Our planet looks like the evening star in the Martian night sky

Feb 10, 2014 08:44 GMT  ·  By

Mission controllers at the NASA Jet Propulsion Laboratory (JPL), in Pasadena, California, have just released a new image captured by the Mars Science Laboratory (MSL) rover Curiosity from the surface of the Red Planet, showing Earth and the Moon shining bright in the night sky.

The image was collected on January 31, 2014, on the rover's 529th Martian day, or sol. JPL scientists say that the photo was collected around 80 minutes after the Sun had set at Curiosity's current location. Both Earth and the Moon should theoretically be visible from the surface of Mars with the naked eye.

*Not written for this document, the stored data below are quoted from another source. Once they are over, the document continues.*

PR #43, opened 2020-10-20
Add example for H2O Driverless AI

cdraper-CS:
This is specifically MOJO pipeline using german credit.

I have dropped the python wheel instructions for now, as its going to need more work to cleanly get something that is reproducible, although I've left the wrapper in the repo. 

Please can one of you run through these instructions  and check they are followable. You will need to sign up for a free trial at: https://www.h2o.ai/try-driverless-ai/ but easiest way to actually train model is to take the 2 hour trial at: https://aquarium.h2o.ai/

The distance between our home planet and Mars was 160 million kilometers (99 million miles) when this image was taken. The science team used the left camera on Curiosity Mast Camera (Mastcam) instrument to collect this view. Interferences from cosmic rays have been removed from the picture.

Curiosity, which landed on the surface of Mars on August 6, 2012, is currently heading towards its main science target, a 5-kilometer (30-mile) ejecta mound at the core of Gale Crater, called Mount Sharp. As it travels, the rover is investigating any interesting outcrop it comes across, hoping to determine whether or not Mars was ever able to support life.